# Renting in Spain with 3 Pets!



## chad norman (Mar 17, 2009)

Hi guys, would really appreciate anyones thoughts on this!

We are moving to Spain during the first week of Jan 2012.
Currently looking at areas close to Ciudad Quesada (Alicante area ish!)
We have only contacted one estate agent so far and they told us that very few landlords would consider renting to a family with 3 pets. The 2 dogs are small (Bichon Frise) and we also have 1 cat.

Anyone got any experience with finding a long term rent which accepts multiple pets? Are we going to struggle to find somewhere to live? Any advice on rental websites to have a look at?

Our current plan is to visit Spain in October to try and secure a property for Jan 2012.

All replies very welcome 

Thanks


Chad


----------



## xabiaxica (Jun 23, 2009)

chad norman said:


> Hi guys, would really appreciate anyones thoughts on this!
> 
> We are moving to Spain during the first week of Jan 2012.
> Currently looking at areas close to Ciudad Quesada (Alicante area ish!)
> ...


hi

I have never heard of there being a problem about pets for a longer term rental - in fact I _think_ there is provision in the rental laws that say you are allowed pets as a right - there's a link to the law in the 'useful links' sticky thread further up the page if you read spanish

it _might_ be a problem that you have 3 pets - one smalll urb we lived on had a community rule which said a max of 2 cats/dogs per household - I understand this is quite common

also on page 4 of the 'useful links' sticky thread there are some links to national rental websites


----------



## uffington15 (May 4, 2009)

We have 4 dogs and have not had problem with renting. I think the issue will be renting on an urb with rules. We live in a rural area near Callosa de Segura and there are several families nearby that have rented houses and multiple pets. Perhaps you need to try other agents.


----------



## thrax (Nov 13, 2008)

6 cats and never a problem with rentals...


----------



## mrypg9 (Apr 26, 2008)

No problems and we have a large but friendly Rhodesian Ridgeback.
As someone said, it's the rules on the urbs that could be a sticking point.
So don't rent in an urb!


----------



## jojo (Sep 20, 2007)

Its certainly nothing like the pet restrictions in the UK. We've rented a few times in Spain and looked at many. I think I may have come across one that said no pets in the house (british landlord) and even then they said that they were ok as long as they were kept in an out building - hhmmm, my doggies sleep on my bed!

Jo xxx


----------



## chad norman (Mar 17, 2009)

Thanks for that guys, its the missus here,

I couldn't contemplate keeping my babies outside!! I'm sure we will find somewhere might have to widen our scope a wee bit, altough for me I couldn't be in too remote an area I need a bit of life around me 
Hopefully our newest mission in Oct will come up with something.

Steph


----------



## jojo (Sep 20, 2007)

chad norman said:


> Thanks for that guys, its the missus here,
> 
> I couldn't contemplate keeping my babies outside!! I'm sure we will find somewhere might have to widen our scope a wee bit, altough for me I couldn't be in too remote an area I need a bit of life around me
> Hopefully our newest mission in Oct will come up with something.
> ...


I dont think you'll have a problem

Good luck with your mission!!!!

Jo xxx


----------



## chad norman (Mar 17, 2009)

Thanks JoJo we are looking forward to it.
I must say we have been researching and planning this for 4/5 years now and the one thing that never occurred to me was pets being a no no.


----------



## andmac (Nov 9, 2010)

After we moved in, the landlady actually encouraged us to get a dog. Most people in this area have them as it´s near town but rural. The roads are unlit at night so a dog is good for a bit of security!
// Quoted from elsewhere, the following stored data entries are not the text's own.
Issue #3235, opened 2015-10-24
melpa badges are not up to date


ptrv:
The melpa badges are not up to date. See package [ycmd](http://melpa.org/#/ycmd) or [flycheck](http://melpa.org/#/flycheck). The dates are not matching the ones from the title.

milkypostman:
looking into this.

milkypostman:
the pull code for images is broken for some reason

milkypostman:
```
$ gnutls-cli img.shields.io
Resolving 'img.shields.io'...
Connecting to '104.18.45.160:443'...
*** Fatal error: A TLS fatal alert has been received.
*** Received alert [40]: Handshake failed
*** Handshake has failed
GnuTLS error: A TLS fatal alert has been received.
```

something is wrong with modern gnutls on ubuntu with our imgshields code. i will keep digging when I get a chance. not sure why this is failing but it's only with version 24.3 of emacs.

rexim:
Also, we don't have a badge for [psc-ide](http://melpa.org/#/psc-ide)

http://melpa.org/packages/psc-ide-badge.svg returns 404

Could it be related to this issue? The package was added recently: https://github.com/milkypostman/melpa/pull/3215

cpaulik:
Could this be related to me getting an error when trying to build a new recipe?

This is what I get when I run `make recipes/live-py-mode`:

```shell
File: /home/cp/workspace/emacs/melpa/packages/live-py-mode-20150724.2151.entry
Contacting host: img.shields.io:80
gnutls.c: [0] (Emacs) fatal error: A TLS fatal alert has been received.
gnutls.c: [0] (Emacs) Received alert:  Internal error
gnutls.el: (err=[-12] A TLS fatal alert has been received.) boot: (:priority NORMAL :hostname img.shields.io :loglevel 0 :min-prime-bits 256 :trustfiles (/etc/ssl/certs/ca-certificates.crt) :crlfiles nil :keylist nil :verify-flags nil :verify-error nil :callbacks nil)
error in process filter: GnuTLS error: #<process img.shields.io<1>>, -12
Makefile:88: recipe for target 'recipes/live-py-mode' failed
```

This is on ArchLinux with emacs 24.5.1

milkypostman:
Same bug. I'm going to modify the script to use curl temporarily but
haven't had a free moment to do so.

purcell:
[...]

PR #3236, opened 2015-10-25
Added discover-point

netromdk:
* Added discover-point with which you can discover information about value at point or region in Emacs. If value is a number then binary/octal/decimal/hexadecimal/character values and conversions are shown. For strings each character is processed in the same way. Especially while programming I find myself converting between bin/oct/hex/dec/ascii/unicode often and this simple package makes it a bit more simple.
* Package can be found here: https://github.com/netromdk/discover-point
* I am the author.
* Used flycheck to check the package file.
* I tested with `make recipes/discover-point`,
* And installed successfully using `package-install-file`.

This is my first package so please do tell if something is not up to par.
Thanks!

### DIFF
--- a/recipes/describe-number
+++ b/recipes/describe-number
@@ -1,0 +1,1 @@
+(describe-number :repo "netromdk/describe-number" :fetcher github)
--- a/recipes/discover-point
+++ b/recipes/discover-point
@@ -1,1 +1,0 @@
-(discover-point :repo "netromdk/discover-point" :fetcher github)
--- a/recipes/discover-point
+++ b/recipes/discover-point
@@ -1,0 +1,1 @@
+(discover-point :repo "netromdk/discover-point" :fetcher github)


purcell:
Thanks! Have you seen the build-in `describe-char`? I don't see what additional functionality this package provides. The name `discover-point` doesn't really fit it well.

Quick feedback re. the code itself:

- If your code actually requires `lexical-binding`, you must declare a package dependency on `(emacs "24")`. If not, you should remove the `lexical-binding: t`
- `dp/` is a bad prefix to use. Not only does it not follow the [elisp conventions](https://www.gnu.org/software/emacs/manual/html_node/elisp/Coding-Conventions.html), but if everyone chose a 2-character symbol prefix, then there could only be 676 distinct prefixes, and there are already 2000+ packages in MELPA! :-)  So something looking like `discover-point--` would be the correct choice here.

Hope that helps - happy to discuss further.

netromdk:
Thanks for the feedback! Yes, I know `describe-char` and it's great but it only shows information for a single character, it doesn't interpret a number like "101" and "FE", for instance, and that was one of the main reason for making this package; to easily interpret/convert between representations.

I removed the lexical binding.

Hm maybe the name I chose wasn't the best and most suitable one. I will change it to be called `describe-number`, which is exactly what it is doing.

purcell:
Ah yes, great name!

netromdk:
Okay I changed the name everywhere now and tested recipe and install. Any chance you can reboot travis to forget the old name?

Thanks

purcell:
I just committed the updated version of the recipe directly in d5ed906 instead. Thanks!

P.S. You should use `describe-number--` as the private symbol prefix rather than `describe-number/` -- elisp is not Clojure, and the best thing for the community is if authors make it easy and consistent for everyone to work on each other's code.

netromdk:
Thank you! I made the change. :)

purcell:
Great. Looking forward to trying this out - I can see that it would be handy.

netromdk:
Do I have to do something specific for the badge to be created as well? I see that the package was included in the last build at http://melpa.org/#/describe-number but the badge was not created at http://melpa.org/packages/describe-number-badge.svg

When I do `make recipes/describe-number` locally then it does create the svg.

Thanks

purcell:
There's an issue with the badges right now: #3235. You haven't done anything wrong, and the badge will start working when we fix the other issue. Sorry for the disruption.

PR #3237, opened 2015-10-26
Adding recipe for gregorio-mode

cajetanus:
Modified gregorio-mode in accordance with MELPA guidelines. Changed C-u to C-+, put in header and footer text for MELPA

### DIFF
--- a/recipes/gregorio-mode
+++ b/recipes/gregorio-mode
@@ -1,2 +1,2 @@
 (gregorio-mode :fetcher github
-	       :repo "cajetanus/gregorio-mode")
+	       :repo "cajetanus/gregorio-mode.el")
--- a/recipes/gregorio-mode
+++ b/recipes/gregorio-mode
@@ -1,0 +1,2 @@
+(gregorio-mode :fetcher github
+	       :repo "cajetanus/gregorio-mode")


purcell:
Thanks. Quick feedback:

- `C-c +` and `C-c -` are discouraged for major modes, and `C-c f` is reserved for user customisation, so should not be used.
- `;;;###autoload` cookies would be a nice addition, at least for the `define-derived-mode`
- There's no need to call `use-local-map` or `run-hooks` in your mode declaration: the `define-derived-mode` macro generates code to do that automatically.
- Try not to mention specific keybindings in docstrings: you can use the `\\{` trick to mention commands instead, and their bindings will be automatically shown to the user.

Hope that helps! :-)

cajetanus:
Steve,

Many many thanks for the feedback! This is my first contribution to
MELPA so it is good to have such a friendly maintainer to help me
through the process!

I put a ;;;###autoload line before define-derived-mode, as per the docs.

Gregorio is undergoing a major revision change and this will have a
major effect on the use of gregorio-mode. I will modify all these
keystrokes in the commit that will accompany the release of the new
gregorio. There are quite a few users that will just be confused if I
were to modify them extensively now, but with the new release of
gregorio everything will be quite different, so I will also implement
all your corrections in the next release.

Adding the project to MELPA was at the request of one user, but I am
sure many would like to use MELPA to install gregorio-mode. When
gregorio becomes part of texlive I am sure there will be more users.

Thank you so much again for the feedback.

JJ +

-----Original Message-----
From: Steve Purcell
Sent: 10/26/2015 08:05:06 AM


Thanks. Quick feedback:

- `C-c +` and `C-c -` are discouraged for major modes, and `C-c f` is reserved for user customisation, so should not be used.
- `;;;###autoload` cookies would be a nice addition, at least for the `define-derived-mode`
- There's no need to call `use-local-map` or `run-hooks` in your mode declaration: the `define-derived-mode` macro generates code to do that automatically.
- Try not to mention specific keybindings in docstrings: you can use the `\\{` trick to mention commands instead, and their bindings will be automatically shown to the user.

Hope that helps! :-)

---

purcell:
Happy to help. Merged now.

PR #3360, opened 2015-12-06
Add recipe for mb-url

dochang:


milkypostman:
the recipe you have here is broken, please make the package name in the recipe match the name of the file.

milkypostman:
wait, sorry, the problem is in the `mb-url-pkg.el` file. the dependency shouldn't have quotes around the package name. 

please test the recipe in a local client then you can ping in chat here; and rerun the travis test again.

dochang:
Fixed!  @milkypostman  Thank you!

milkypostman:
the only think that I thought about here which @purcell has been pretty diligent about is naming. while `mb-url` seems ok, my concern is conflicts with another package that may be `mb` which has a variable like `mb-url` or something. But in that case I guess that other package should rename.

milkypostman:
merging but may need to revisit the name.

Anyway we bought a golden retriever and she gets on with the neighbour´s dog and the rental has not seen any problems due to us having the dog. 

Some contracts we looked at stated that pets needed to be kept under control i.e. tied up. But there were never limits on the amount of pets you could keep.


----------



## chad norman (Mar 17, 2009)

Good to hear there are places that will hopefully accept more than one pet. Our 2 dogs are so small (as tall as a cat) and one has special needs so doen't make a sound and sleeps most of the day and night and the other one, well, he is well behaved but will make a noise if he sees something as a threat and controlling him usually involves just picking him up!!! Then there is the cat who again sleeps 20 out of 24 hours !


----------